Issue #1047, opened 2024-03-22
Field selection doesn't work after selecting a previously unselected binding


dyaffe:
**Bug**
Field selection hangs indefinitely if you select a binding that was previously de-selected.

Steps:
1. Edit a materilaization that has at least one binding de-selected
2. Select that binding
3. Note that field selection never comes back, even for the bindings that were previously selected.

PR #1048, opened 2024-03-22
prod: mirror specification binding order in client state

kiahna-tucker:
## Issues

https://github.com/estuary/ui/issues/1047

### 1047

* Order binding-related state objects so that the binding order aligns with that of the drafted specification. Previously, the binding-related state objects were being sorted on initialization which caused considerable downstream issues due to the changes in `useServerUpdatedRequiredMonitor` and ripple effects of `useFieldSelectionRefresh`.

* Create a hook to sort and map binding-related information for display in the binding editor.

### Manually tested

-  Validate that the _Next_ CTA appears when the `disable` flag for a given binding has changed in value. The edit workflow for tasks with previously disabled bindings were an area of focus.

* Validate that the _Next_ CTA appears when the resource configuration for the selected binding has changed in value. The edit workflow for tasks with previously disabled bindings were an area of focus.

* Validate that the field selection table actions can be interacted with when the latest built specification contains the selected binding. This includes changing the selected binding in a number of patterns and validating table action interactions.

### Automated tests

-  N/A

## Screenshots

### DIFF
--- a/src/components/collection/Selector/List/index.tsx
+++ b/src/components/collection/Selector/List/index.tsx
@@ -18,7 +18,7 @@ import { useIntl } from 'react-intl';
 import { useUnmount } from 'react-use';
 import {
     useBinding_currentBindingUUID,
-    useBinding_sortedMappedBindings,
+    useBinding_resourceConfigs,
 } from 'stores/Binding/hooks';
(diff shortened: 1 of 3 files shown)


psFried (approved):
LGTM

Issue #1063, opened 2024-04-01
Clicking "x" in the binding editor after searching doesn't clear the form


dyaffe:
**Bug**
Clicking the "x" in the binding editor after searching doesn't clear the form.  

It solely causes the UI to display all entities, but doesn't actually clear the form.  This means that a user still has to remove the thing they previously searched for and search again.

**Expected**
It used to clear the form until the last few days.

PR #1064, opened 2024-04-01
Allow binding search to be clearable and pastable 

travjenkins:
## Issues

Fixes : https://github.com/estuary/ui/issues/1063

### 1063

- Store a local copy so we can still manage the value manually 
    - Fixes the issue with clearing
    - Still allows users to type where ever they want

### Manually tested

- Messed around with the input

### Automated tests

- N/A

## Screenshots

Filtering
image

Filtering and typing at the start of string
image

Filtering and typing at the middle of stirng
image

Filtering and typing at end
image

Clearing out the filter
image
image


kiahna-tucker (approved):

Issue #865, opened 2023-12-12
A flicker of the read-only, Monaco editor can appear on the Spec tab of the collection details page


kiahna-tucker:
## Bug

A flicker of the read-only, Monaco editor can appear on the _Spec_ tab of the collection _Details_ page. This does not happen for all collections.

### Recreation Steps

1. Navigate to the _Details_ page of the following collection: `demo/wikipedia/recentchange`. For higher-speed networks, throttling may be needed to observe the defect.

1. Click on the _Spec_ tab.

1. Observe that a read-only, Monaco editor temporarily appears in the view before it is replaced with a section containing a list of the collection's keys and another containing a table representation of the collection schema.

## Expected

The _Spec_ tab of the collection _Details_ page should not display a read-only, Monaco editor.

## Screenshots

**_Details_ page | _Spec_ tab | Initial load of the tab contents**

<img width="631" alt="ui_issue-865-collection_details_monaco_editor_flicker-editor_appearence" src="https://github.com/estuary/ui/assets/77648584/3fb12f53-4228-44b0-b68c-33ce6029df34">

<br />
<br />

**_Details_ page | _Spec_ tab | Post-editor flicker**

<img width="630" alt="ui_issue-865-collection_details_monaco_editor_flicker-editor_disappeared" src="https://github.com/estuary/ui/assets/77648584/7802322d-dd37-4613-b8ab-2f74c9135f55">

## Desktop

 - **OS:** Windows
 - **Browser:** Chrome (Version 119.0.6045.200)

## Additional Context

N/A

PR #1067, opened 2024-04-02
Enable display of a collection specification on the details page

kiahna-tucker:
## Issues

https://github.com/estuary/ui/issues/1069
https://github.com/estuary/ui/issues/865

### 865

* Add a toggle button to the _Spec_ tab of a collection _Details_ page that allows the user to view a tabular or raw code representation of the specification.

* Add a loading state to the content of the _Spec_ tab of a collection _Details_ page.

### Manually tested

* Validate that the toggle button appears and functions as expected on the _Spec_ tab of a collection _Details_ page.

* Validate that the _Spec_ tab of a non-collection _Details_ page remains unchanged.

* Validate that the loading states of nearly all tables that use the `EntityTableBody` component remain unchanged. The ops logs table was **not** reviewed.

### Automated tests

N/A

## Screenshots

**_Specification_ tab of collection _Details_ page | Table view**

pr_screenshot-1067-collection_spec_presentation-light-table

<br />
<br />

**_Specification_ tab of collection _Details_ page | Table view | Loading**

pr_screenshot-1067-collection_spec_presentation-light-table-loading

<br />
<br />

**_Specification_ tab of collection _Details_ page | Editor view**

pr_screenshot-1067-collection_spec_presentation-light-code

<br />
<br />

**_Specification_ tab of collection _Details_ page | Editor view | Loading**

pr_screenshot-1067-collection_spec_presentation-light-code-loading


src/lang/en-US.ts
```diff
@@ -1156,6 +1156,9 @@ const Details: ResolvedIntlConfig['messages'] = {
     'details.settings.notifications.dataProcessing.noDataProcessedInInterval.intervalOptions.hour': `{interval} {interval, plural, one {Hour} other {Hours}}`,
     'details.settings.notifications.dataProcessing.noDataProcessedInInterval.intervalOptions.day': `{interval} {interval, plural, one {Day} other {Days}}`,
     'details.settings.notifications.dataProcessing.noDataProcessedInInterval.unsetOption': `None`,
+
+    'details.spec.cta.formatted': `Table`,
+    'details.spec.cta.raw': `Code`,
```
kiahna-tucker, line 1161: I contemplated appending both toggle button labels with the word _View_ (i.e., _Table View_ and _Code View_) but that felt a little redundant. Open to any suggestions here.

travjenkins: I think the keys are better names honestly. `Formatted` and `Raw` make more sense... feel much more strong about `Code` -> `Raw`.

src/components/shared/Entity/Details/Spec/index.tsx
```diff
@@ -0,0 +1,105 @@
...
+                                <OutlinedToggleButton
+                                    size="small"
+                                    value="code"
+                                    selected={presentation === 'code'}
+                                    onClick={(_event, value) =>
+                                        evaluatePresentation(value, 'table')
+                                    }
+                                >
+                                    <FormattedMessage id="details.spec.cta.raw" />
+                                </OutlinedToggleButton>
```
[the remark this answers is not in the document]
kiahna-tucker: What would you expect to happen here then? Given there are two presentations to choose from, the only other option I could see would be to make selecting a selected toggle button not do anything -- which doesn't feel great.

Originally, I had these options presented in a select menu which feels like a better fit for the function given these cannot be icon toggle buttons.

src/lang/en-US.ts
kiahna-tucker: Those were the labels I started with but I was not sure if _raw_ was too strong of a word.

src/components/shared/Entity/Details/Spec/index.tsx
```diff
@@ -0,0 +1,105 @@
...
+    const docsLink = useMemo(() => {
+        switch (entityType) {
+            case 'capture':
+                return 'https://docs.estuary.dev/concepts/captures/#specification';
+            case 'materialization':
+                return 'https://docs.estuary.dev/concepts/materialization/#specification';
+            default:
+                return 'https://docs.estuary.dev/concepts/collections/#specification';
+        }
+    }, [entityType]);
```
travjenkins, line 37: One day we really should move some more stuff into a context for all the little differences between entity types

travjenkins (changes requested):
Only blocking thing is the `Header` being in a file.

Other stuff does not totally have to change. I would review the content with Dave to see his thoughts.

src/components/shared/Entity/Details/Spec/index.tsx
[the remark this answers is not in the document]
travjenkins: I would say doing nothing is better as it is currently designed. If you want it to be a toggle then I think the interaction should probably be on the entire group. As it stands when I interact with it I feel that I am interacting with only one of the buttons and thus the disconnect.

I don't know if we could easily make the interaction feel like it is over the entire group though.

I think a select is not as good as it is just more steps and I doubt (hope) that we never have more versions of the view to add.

- - - -

_Exercise aim_. With the line holding "PR #1064, opened 2024-04-01" as the first and the line holding "## Additional Context" as the last, set down that range of the entries above exactly, and nothing else.

_Answer space_.
PR #1064, opened 2024-04-01
Allow binding search to be clearable and pastable 

travjenkins:
## Issues

Fixes : https://github.com/estuary/ui/issues/1063

### 1063

- Store a local copy so we can still manage the value manually 
    - Fixes the issue with clearing
    - Still allows users to type where ever they want

### Manually tested

- Messed around with the input

### Automated tests

- N/A

## Screenshots

Filtering
image

Filtering and typing at the start of string
image

Filtering and typing at the middle of stirng
image

Filtering and typing at end
image

Clearing out the filter
image
image


kiahna-tucker (approved):

Issue #865, opened 2023-12-12
A flicker of the read-only, Monaco editor can appear on the Spec tab of the collection details page


kiahna-tucker:
## Bug

A flicker of the read-only, Monaco editor can appear on the _Spec_ tab of the collection _Details_ page. This does not happen for all collections.

### Recreation Steps

1. Navigate to the _Details_ page of the following collection: `demo/wikipedia/recentchange`. For higher-speed networks, throttling may be needed to observe the defect.

1. Click on the _Spec_ tab.

1. Observe that a read-only, Monaco editor temporarily appears in the view before it is replaced with a section containing a list of the collection's keys and another containing a table representation of the collection schema.

## Expected

The _Spec_ tab of the collection _Details_ page should not display a read-only, Monaco editor.

## Screenshots

**_Details_ page | _Spec_ tab | Initial load of the tab contents**

<img width="631" alt="ui_issue-865-collection_details_monaco_editor_flicker-editor_appearence" src="https://github.com/estuary/ui/assets/77648584/3fb12f53-4228-44b0-b68c-33ce6029df34">

<br />
<br />

**_Details_ page | _Spec_ tab | Post-editor flicker**

<img width="630" alt="ui_issue-865-collection_details_monaco_editor_flicker-editor_disappeared" src="https://github.com/estuary/ui/assets/77648584/7802322d-dd37-4613-b8ab-2f74c9135f55">

## Desktop

 - **OS:** Windows
 - **Browser:** Chrome (Version 119.0.6045.200)

## Additional Context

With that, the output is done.